Every line below that holds the string "multiple" must be copied.

Source records:
+ + + + +

PR #266, opened 2021-11-27
HTML handling improvements

jelmervdl:
This merge request contains fixes for several issues:

1. If the model did not have `alignment:soft` in its configuration, `HardAlignment()` would crash & burn.
2. If you had a model that cut the first word of an output into multiple tokens, and the first of those tokens was not the token that had the highest alignment score of all target tokens for that word, there was an invalid array access (because `(size_t)0 - 1 >= 0`…)
3. If you had an empty (i.e. what in XHTML was a self-closing) element at the end of a parent's element contents, or the end of a sentence, you'd get a parse error because that empty element would stay on the stack too long.
4. `&nbsp;` was not recognised. It is now, but translated to a single "␣". So if there was a non-breaking space in the source HTML, it will not correctly be reconstructed. If this is a problem, we could treat `&nsbp;` as a special sort of formatting/taint for spaces and handle it that way.
5. This contains a partial fix for losing elements that have no text in them, e.g. `hello <u></u> world`. Previously the `<u></u>` would be lost. Now an empty span is added with the `u` as markup, which then gets opened & closed before `_world`. These empty spans are not yet copied over to the target side, so translated output will still lose empty tags.

### DIFF
--- a/src/translator/html.cpp
+++ b/src/translator/html.cpp
@@ -166,6 +166,10 @@ AnnotatedText Apply(AnnotatedText const &in, Fun fun) {
 
 bool IsContinuation(string_view str) { return !str.empty() && str.compare(0, 1, " ", 1) != 0; }
 
+bool HasAlignments(Response const &response) {
+  return !response.alignments.empty() && !response.alignments[0][0].empty();
+}
+
 void HardAlignments(Response const &response, std::vector<std::vector<size_t>> &alignments) {
   // For each sentence...
   for (size_t sentenceIdx = 0; sentenceIdx < response.target.numSentences(); ++sentenceIdx) {
@@ -512,7 +516,7 @@ void HTML::Restore(Response &response) {
   // tokens with the tags from their source token counterpart. If there is no
   // alignment information available, we just interpolate based on sentence
   // length (badly).
-  if (!response.alignments.empty()) {
+  if (HasAlignments(response)) {
     // DebugPrintAlignmentScores(std::cerr, response);
     HardAlignments(response, alignments);
   } else {
--- a/src/translator/html.cpp
+++ b/src/translator/html.cpp
@@ -94,7 +94,7 @@ bool IsBlockElement(std::string const &name) {
   return inline_ish_elements.find(name) == inline_ish_elements.end();
 }
 
-bool IsEmtpyElement(std::string const &name) {
+bool IsEmptyElement(std::string const &name) {
   // List of elements for which we do not expect a closing tag, or self-closing
   // elements in XHTML. See also https://developer.mozilla.org/en-US/docs/Glossary/Empty_element
   static std::unordered_set<std::string> empty_elements{"area",  "base", "br",   "col",   "embed",  "hr",    "img",
@@ -130,6 +130,10 @@ void FilterEmpty(HTML::Taint &stack) {
     if (!(*src)->empty) *(dst++) = *src;
 
   stack.resize(dst - stack.begin());
+}
+
+bool ContainsTag(HTML::Taint const &stack, HTML::Tag const *tag) {
+  return std::find(stack.rbegin(), stack.rend(), tag) != stack.rend();
 }
 
 template <typename Fun>
@@ -266,6 +270,14 @@ AnnotatedText RestoreSource(AnnotatedText const &in, std::vector<HTML::Taint> &t
     size_t offset = 0;  // Size added by prepending HTML
     size_t whitespace_size = CountPrefixWhitespaces(token);
 
+    // Close tags we want to show up left (before) the token, but open tags
+    // ideally come directly after any prefix whitespace. However, some tokens
+    // match multiple spans. If a previous span has added an open tag, after any
+    // whitespace, and the next span closes said tag again, we need to close
+    // it after the whitespace. So after the first open tag, any closing tag
+    // should also align right, after whitespace, not before. Hence this bool.
+    bool close_left = true;
+
     // Potential issue: spans and tokens can intersect, e.g.
     //
     //    text  <p> h <u> e </u> ll o </p>
@@ -281,7 +293,7 @@ AnnotatedText RestoreSource(AnnotatedText const &in, std::vector<HTML::Taint> &t
 
       for (auto cit = closing.crbegin(); cit != closing.crend(); ++cit) {
         std::string close_tag = format("</{}>", (*cit)->name);
-        html.insert(offset, close_tag);
+        html.insert(offset + (close_left ? 0 : whitespace_size), close_tag);
         offset += close_tag.size();
       }
 
@@ -289,6 +301,7 @@ AnnotatedText RestoreSource(AnnotatedText const &in, std::vector<HTML::Taint> &t
         std::string open_tag = format("<{}{}>", tag->name, tag->attributes);
         html.insert(offset + whitespace_size, open_tag);
         offset += open_tag.size();
+        close_left = false;
       }
 
       if (span_it + 1 != span_end && ((span_it + 1)->begin < range.end || last)) {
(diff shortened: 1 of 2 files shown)


jerinphilip (commented):
Leaving one tiny nit. The code is already too complex for me to line by line review. I will experiment a bit with my lemonade fork through python and if all OK, I will merge directly by midnight. 

Thanks for taking the time out for a hotfix.

src/translator/html.cpp
```diff
@@ -449,13 +468,19 @@ HTML::HTML(std::string &&source, bool process_markup) {
         // separate words
         if (IsBlockElement(scanner.get_tag_name()) && !source.empty() && source.back() != ' ') source.push_back(' ');
 
-        pool_.emplace_back(new Tag{
-            scanner.get_tag_name(), std::string(),
-            IsEmtpyElement(scanner.get_tag_name())  // TODO: detect empty elements by doing a second pass and detecting
-                                                    // non-closed elements?
-        });
+        tag = new Tag{scanner.get_tag_name(), std::string(), IsEmptyElement(scanner.get_tag_name())};
```
jerinphilip, line 471: unique_ptr, github outage ate my nit comment, so pointing out again.

jerinphilip: On a closer look, turns out `pool_` is an `std::vector<std::unique_ptr>>`. This is my bad, the `Tag *` unassigned above and the `new` keyword here raised some alarms. Is it safe to assume no leak?

Would `std::make_unique<...>(...)` followed by a `std::move(...)` be more readable? Alternatively, how about we move the `new Tag{...}` block inside `emplace_back(...)` with a note `pool_` is a container holding unique-pointer?

jerinphilip:
Merging owing to the critical nature. Comments related to new can be addressed in a later change.

src/translator/html.cpp
jelmervdl: There is a note saying pool_ takes ownership, but I agree the previous code where `Tag *tag` didn't exist and I just referenced `bool_.back()` might have been clearer about ownership. `Tag *tag` was added to make the attribute parsing not depend on an element being on the stack.

I'll flip it around, do something like `tag = pool_.emplace_back(new Tag{}).get()` (or C++11 equivalent) again to make it clearer `pool_` owns them.

The idea of `pool_` was to have something like [kpu/preprocess/util/pool.hh:Pool](https://github.com/kpu/preprocess/blob/master/util/pool.hh#L15) eventually to save on dynamic allocations but it would be a tiny optimisation given how much string allocations I'm already doing in this bit of code anyway.

jerinphilip: Please excuse my lack of context regarding the details. 

If I may ask a conceptual question without knowing the full details, what is the concern here that keeps things at `std::vector<std::unique_ptr<T>>` instead of `std::vector<T>`? If it's pointer invalidation due to container growth `bool_.back()` might not be possible. If it's not pointer invalidation, you can probably get rid of the repeated allocations, I think by achieving the same with `std::vector<T>`?

jelmervdl: Just pointer invalidation. The `Taint` structure (which is `std::vector<Tag*>`) that's attached to each span refers to and compares tags by their address. Mainly for efficiency. And because at some point it made sense to have tags refer to other tags through parent/child relationships (but that's removed in this version). The `pool_` is there to just make sure all Tags are freed once `HTML` goes out of scope.

Technically I think I could just copy Tag structs to where they are needed, I'm currently not mutating tags after they have been assigned to a span. But that might be pretty expensive due to each tag also having a couple of strings associated with them, and as far as I understand, `std::string` is not copy-on-write.

kpu:
Hmmm I thought we were doing space-separated word rounding so it's weird to see stuff split in the middle like that.  The system is probably also struggling since these are rare tokens.  Our of curiosity,

jelmervdl:
In this particular case (since I can't exactly replicate it) could you check it is actually using alignment information? The model configuration in https://github.com/browsermt/bergamot-translator/blob/main/wasm/test_page/js/worker.js#L172 might need a `alignment: soft` entry.

If alignment info is not available, it falls back to just guessing positions based on offsets, and it's pretty bad at that. That might be why it's cutting words in half here. When alignment info is available, it generally does a better job at keeping words consistent at least.

Although, in this case, for me it completely loses the Spectre (en) -> Spectre (de) relationship and the link is gone when I try it with the online model. I'll have a look at what's going on there. But it might be what Kenneth implied, related to rare tokens.  Maybe they and untranslated entities would need some special treatment.

jerinphilip:
I can reproduce:

```html
[src] >  <div id="0"><br><b id="1">(hace 50 años</b>): Fallece <b id="2">Chandrasekhara Raman</b>, físico indio (n. 1888; <b id="3">en la imagen</b>), premio Nobel de física en 1930.</div>
[hyp] >  <div id="0"><b id="1">(Hace 50 a-os</b>): Fallece <b id="2">Chandrasekhara Raman</b>, f-sico indio (n. 1888; <b id="3">en la imagen</b>), prämio Nobel de fesica en 1930.</div>
[tgt] >  <div id="n0"><br><b id="n1">(50 years ago):</b> Chandrasekhara Raman, <b id="n2">Indian physicist,</b> dies (n 1888; in pictures), <b id="n3">Nobel laureate in</b> 1930.</div>

[src] >  In early 2018, security researchers disclosed two major vulnerabilities, known as <a href="https://en.wikipedia.org/wiki/Meltdown_(security_vulnerability)" target="_blank">Meltdown</a> and <a href="https://en.wikipedia.org/wiki/Spectre_(security_vulnerability)" target="_blank">Spectre</a>.
[hyp] >  Anfang 2018 enthüllten Sicherheitsforscher zwei große Schwachstellen, bekannt als Meltdown <a href="https://en.wikipedia.org/wiki/Meltdown_(security_vulnerability)" target="_blank">und Spec</a>tre<a href="https://en.wikipedia.org/wiki/Spectre_(security_vulnerability)" target="_blank">.</a>
```

https://github.com/jerinphilip/tagtransfer/blob/bf76a17aa0de7d60c02c9a3ade51e8b48595f566/tagtransfer/examples.py#L156-L160

jelmervdl:
There's also a bug in the token-to-word generalisation code: it only goes backwards, not forwards.  That would at least explain the half word links.

I've been looking at the alignment scores between spectre and spectre and that one might be a bit more challenging to solve.

jerinphilip:
> Do I need to change the ResponseOptions::alignment as well?

For now please go ahead with a yes, setting it in JS so development can parallel progress, thank you for pointing out. https://github.com/browsermt/bergamot-translator/blob/eea5554b91dceea0e51a628adc844d7fc1e7ae85/src/translator/response_builder.h#L64-L67. 

This is not strictly what is desired, we will work towards a solution for fixing this.

abhi-agg:
> > Do I need to change the ResponseOptions::alignment as well?
> 
> For now please go ahead with a yes, setting it in JS so development can parallel progress, thank you for pointing out.
> 
> https://github.com/browsermt/bergamot-translator/blob/eea5554b91dceea0e51a628adc844d7fc1e7ae85/src/translator/response_builder.h#L64-L67
> .
> 
> This is not strictly what is desired, we will work towards a solution for fixing this.

Wait. The whole point of keeping [ResponseOptions::alignment](https://github.com/browsermt/bergamot-translator/blob/main/src/translator/response_options.h#L20) was whether to return alignments in the response or not. The `alignment: soft` config for translator construction is only for the alignment matrix to be present from marian translation pipeline (as you said).

I imagine that setting [ResponseOptions::alignment](https://github.com/browsermt/bergamot-translator/blob/main/src/translator/response_options.h#L20) to `true` would require a translator constructed with `alignment: soft` config but I can specify `alignment: soft` config for translator and not set [ResponseOptions::alignment](https://github.com/browsermt/bergamot-translator/blob/main/src/translator/response_options.h#L20) to `true`. Right?

PR #275, opened 2021-12-14
Proper arch setting on win32

XapaJIaMnu:
@jerinphilip  with this, `DBUILD_ARCH` should work properly for all platforms. I assume you're already passing  it for MacOS build?

### DIFF
--- a/CMakeLists.txt
+++ b/CMakeLists.txt
@@ -20,6 +20,35 @@ if(NOT CMAKE_BUILD_TYPE)
   message(WARNING "CMAKE_BUILD_TYPE not set; setting to Release")
   set(CMAKE_BUILD_TYPE "Release")
 endif()
+
+if(NOT COMPILE_WASM)
+  # Setting BUILD_ARCH to native invokes CPU intrinsic detection logic below.
+  # Prevent invoking that logic for WASM builds.
+  set(BUILD_ARCH native CACHE STRING "Compile for this CPU architecture.")
+
+  # Unfortunately MSVC supports a limited subset of BUILD_ARCH flags. Instead try to guess
+  # what architecture we can compile to reading BUILD_ARCH and mapping it to MSVC values
+  # references: https://clang.llvm.org/docs/UsersManual.html https://gcc.gnu.org/onlinedocs/gcc/x86-Options.html https://gcc.gnu.org/onlinedocs/gcc-4.8.5/gcc/i386-and-x86-64-Options.html
+  # https://docs.microsoft.com/en-us/cpp/build/reference/arch-x86?redirectedfrom=MSDN&amp;amp;view=vs-2019&view=msvc-170 https://devblogs.microsoft.com/oldnewthing/20201026-00/?p=104397
+  # This is by no means an exhaustive list but should match the most common flags Linux programmers expect to parse to MSVC
+  if(MSVC)
+    if(BUILD_ARCH STREQUAL "native") # avx2 is good default for native. Very few desktop systems support avx512
+      set(MSVC_BUILD_ARCH "/arch:AVX2")
+    elseif(BUILD_ARCH STREQUAL "skylake-avx512" OR BUILD_ARCH STREQUAL "cannonlake" OR BUILD_ARCH STREQUAL "x86-64-v4" OR BUILD_ARCH STREQUAL "tigerlake" OR BUILD_ARCH STREQUAL "cooperlake" OR BUILD_ARCH STREQUAL "cascadelake")
+      set(MSVC_BUILD_ARCH "/arch:AVX512")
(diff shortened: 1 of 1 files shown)


CMakeLists.txt
```diff
@@ -20,10 +20,39 @@ if(NOT CMAKE_BUILD_TYPE)
...
+  set(BUILD_ARCH native CACHE STRING "Compile for this CPU architecture.")
+
+  # Unfortunately MSVC supports a limited subset of BUILD_ARCH flags. Instead try to guess
+  # what architecture we can compile to reading BUILD_ARCH and mapping it to MSVC values
+  # references: https://clang.llvm.org/docs/UsersManual.html https://gcc.gnu.org/onlinedocs/gcc/x86-Options.html https://gcc.gnu.org/onlinedocs/gcc-4.8.5/gcc/i386-and-x86-64-Options.html
+  # https://docs.microsoft.com/en-us/cpp/build/reference/arch-x86?redirectedfrom=MSDN&amp;amp;view=vs-2019&view=msvc-170 https://devblogs.microsoft.com/oldnewthing/20201026-00/?p=104397
+  # This is by no means an exhaustive list but should match the most common flags Linux programmers expect to parse to MSVC
+  if(MSVC)
+    if(BUILD_ARCH STREQUAL "native") # avx2 is good default for native. Very few desktop systems support avx512
+      set(MSVC_BUILD_ARCH "/arch:AVX2")
```
jerinphilip, line 36: As someone not aware of the source, I'd expect `BUILD_ARCH=native` to be equivalent to `-march=native`.

jerinphilip (commented):
> I assume you're already passing it for MacOS build?

I don't fully understand what's going on here. Everything compiles with `-march=native` on clang and GCC at the moment, which is whatever is highest on the particular hardware (`-mavx512 ...`  etc added by the compiler). This was inherited from Marian at the first integration PR. 

The windows half is untested by means of BRT. Mozilla achieves cross-platform by means of WASM and import of gemm into firefox sources, so windows/mac/Linux is probably a problem only at intgemm level - as WASM already compiles. 

I find it confusing to give `arch=native` a different meaning than [1] by means of hard-coding it in CMake as `avx2`, which the MSVC half here appears to be doing, but I'm not very experienced in maintaining cross-platform builds. 

{1] https://gcc.gnu.org/onlinedocs/gcc/x86-Options.html

CMakeLists.txt
```diff
@@ -80,11 +109,6 @@ include(GetVersionFromFile)
 message(STATUS "Project name: ${PROJECT_NAME}")
 message(STATUS "Project version: ${PROJECT_VERSION_STRING_FULL}")
 
-if(NOT COMPILE_WASM)
-  # Set BUILD_ARCH to native only while compiling for non wasm platform
-  set(BUILD_ARCH native CACHE STRING "Compile for this CPU architecture.")
-endif()
```
jerinphilip, line 86: https://github.com/browsermt/bergamot-translator/runs/4523341672?check_suite_focus=true#step:9:78

Any idea what's triggering `native` is coming in despite the above lines being removed?

CMakeLists.txt
XapaJIaMnu: MSVC doesn't have an equivalent of native. The current code (before my changes uses AVX2 for windows builds. 
https://docs.microsoft.com/en-us/cpp/build/reference/arch-x86?redirectedfrom=MSDN&amp=&view=msvc-170

Since we don't have native on windows, I'm just mimicking old behaviour.

CMakeLists.txt
XapaJIaMnu: The lines above are moved to the top of the `CMakeLists.txt`. Essentially what this patch does, is keep old behaviour unchanged and try to get Windows compilation to accept some clang/g++ like `-march` flags.

jerinphilip: Oops. My bad. Resolving.

XapaJIaMnu:
What is going on here is that it makes it possible for you to properly compile marian/bergamot-translator with `'march=XXXX`, propagating it down to Windows and  removing the hardcoded avx2 windows version.

As a bonus you can also provide `-DBUILD_ARCH=core-avx-i`  (for example) to get a binary that is compiled against the AVX instruction set.

Sadly there isn't a 1:1 correspondence between gcc/clang architectures and  MSVC architectures so I have done some partial mapping that will work for most cases.

jerinphilip:
Understanding this to be a net improvement, looks good to me for merge. 

ARM builds don't seem to support the `native` argument default. This is not a problem yet but soon will be. The current organization in `CMakeLists.txt` does not look ideal (I don't know what is ideal, tbh). If the position is we don't need strong backwards compatibility in build (retaining previous behaviour seems to be taken into consideration), could what's being done here be achieved in a better way?

XapaJIaMnu:
I'm not sure what could be a better organisation. The windows specific bits are partially redundant but I'm unwilling to spend time changing this away from the way done in upstream marian as I don't understand the windows build well enough.

However I would like to make sure arm is supported. What flags does it use? I'll do the modifications here

jerinphilip (approved):
> What flags does it use? I'll do the modifications here

Let's address this later. Trying to do future stuff without a build is going to be quite wasteful. Just wanted to highlight the ARM incoming to initiate some thought and to point we'll be reworking parts of this eventually.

+ + + + +

» **Solution**
2. If you had a model that cut the first word of an output into multiple tokens, and the first of those tokens was not the token that had the highest alignment score of all target tokens for that word, there was an invalid array access (because `(size_t)0 - 1 >= 0`…)
+    // match multiple spans. If a previous span has added an open tag, after any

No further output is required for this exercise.